I’ve really come to like Mike Sedlock’s blog on finance. I never used to notice the outright, blatent manipulations of the Fed, the SEC, and so on. He really lays it out. For example, yesterday the SEC restricted “shorting” on a variety of major lending banks including Freddie Mac and Fannie Mae. “Shorting,” is essentially betting that the price will fall. Its an artificial way to get value out decreased prices. It works in a dynamic and rising market because there is lots of value to spare, and everyone wants an insurance policy. However when the falling value is driven by massive write-offs of bad debt … it’s not so good. It’ll only accelerate a death spiral as everyone starts to do it. Anyway, the banks on the protected list are the ones that Fed chairman Ben Bernanke says “need to rise in price,” because they’re an essential part of our home mortgage market … which it turns out is all that’s propping up the US economy anymore.
As Mike says “What of the others? Have they simply been thrown to the dogs?”
Consider for a moment: The core stability of the US markets appears to not be *production*, nor *consumption*, but an inflation of value in real property and the speed which which we can cycle money through our pockets and back to the banks. One can dance around, saying that the only way property values rise is if people have more money to pay bigger mortgages … but the terms of mortgages available artificially put a whole bunch of “value” into the economy.

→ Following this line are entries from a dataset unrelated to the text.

PR #5907, opened 2025-03-07
cleanup: switch to use<'_> capturing syntax

yuja:
# Checklist

If applicable:

### DIFF
--- a/lib/src/commit.rs
+++ b/lib/src/commit.rs
@@ -93,7 +93,7 @@ impl Commit {
         &self.data.parents
     }
 
-    pub fn parents(&self) -> impl Iterator<Item = BackendResult<Commit>> + '_ {
+    pub fn parents(&self) -> impl Iterator<Item = BackendResult<Commit>> + use<'_> {
         self.data.parents.iter().map(|id| self.store.get_commit(id))
     }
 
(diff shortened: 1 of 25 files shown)


PhilipMetzger (approved):

lib/src/commit.rs
```diff
@@ -93,15 +93,15 @@ impl Commit {
         &self.data.parents
     }
 
-    pub fn parents(&self) -> impl Iterator<Item = BackendResult<Commit>> + '_ {
+    pub fn parents(&self) -> impl Iterator<Item = BackendResult<Commit>> + use<'_> {
```
martinvonz, line 96: IIUC, this will be the default with the 2024 edition, so I suppose we'll drop the `+ use<'_>` then. Is there still a reason to make the change now?

yuja: I thought it would be inconsistent to leave `+ '_` here. My main motivation of this patch is to remove weird `'a: 'b, 'b` constraints.

martinvonz: Sounds good. There's probably some Clippy lint that figures out that we can remove it whether it's `+ '_` or `+ use<'_>`.

martinvonz (approved):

If you haven’t been paying attention, here’s what happened: Liars sold bad loans with low upfront payments to ill-informed people who couldn’t afford the real payments. The liars then sold those debts to banks, who promptly put the debts on their books. The banks then said “woo hoo! we’re flush with cash! lower those lending standards even more! Everybody makes money when we lower lending standards! Bonuses for all!” That happened all over the country, and really took off when people realized that since anyone could get a mortgage for basically any amount of money … price had no meaning. Even the common man got in on the scam, by “flipping” properties and doing nothing but riding the wave of imaginary money. Because the banks appeared to be doing well, they made large amounts of cash available, and this actually did accelerate the economy a bit, but not nearly as much as it would need to in order to balance out the housing balloon.
Housing prices approximately doubled between 1998 and 2006. The current slope of prices on the back side of the graph is approximately the same (though negative) to the rising slope. Therefore, we have about 10 more years before housing prices return to a reasonable level. Question for technolope: What controls that slope? Is there some external control, or is that an actual measurement of how fast the market (people) are willing to watch their house value drop / rise?
At first blush, it looked like just the people who got the most outrageous loans would be screwed. They would be left without a chair when the music stopped and lending standards tightened up. But then, the true horror was revealed: As those folks failed to pay their mortgages and instead started to default – the banks were short about a trillion bucks. So they started tightening up credit to cover their losses. Businesses that had hugely overexpanded (Starbucks among them) suddenly couldn’t support the stores that could only run with a high level of available credit. So now major, stable businesses that planned according to the idea that credit would be available are laying people off and closing stores … which only widens the circle of people who can’t make their mortgage payments.
Sensible? This is the stuff I’ve learned from reading that blog. I recommend it. His comment at the end is priceless:
Insolvency cannot be cured by short sale restrictions and many of those companies are insolvent.
So, question for the smart kids in the room: Who is the fed acting to protect? Is it the US taxpayer, the homeowners, or someone else?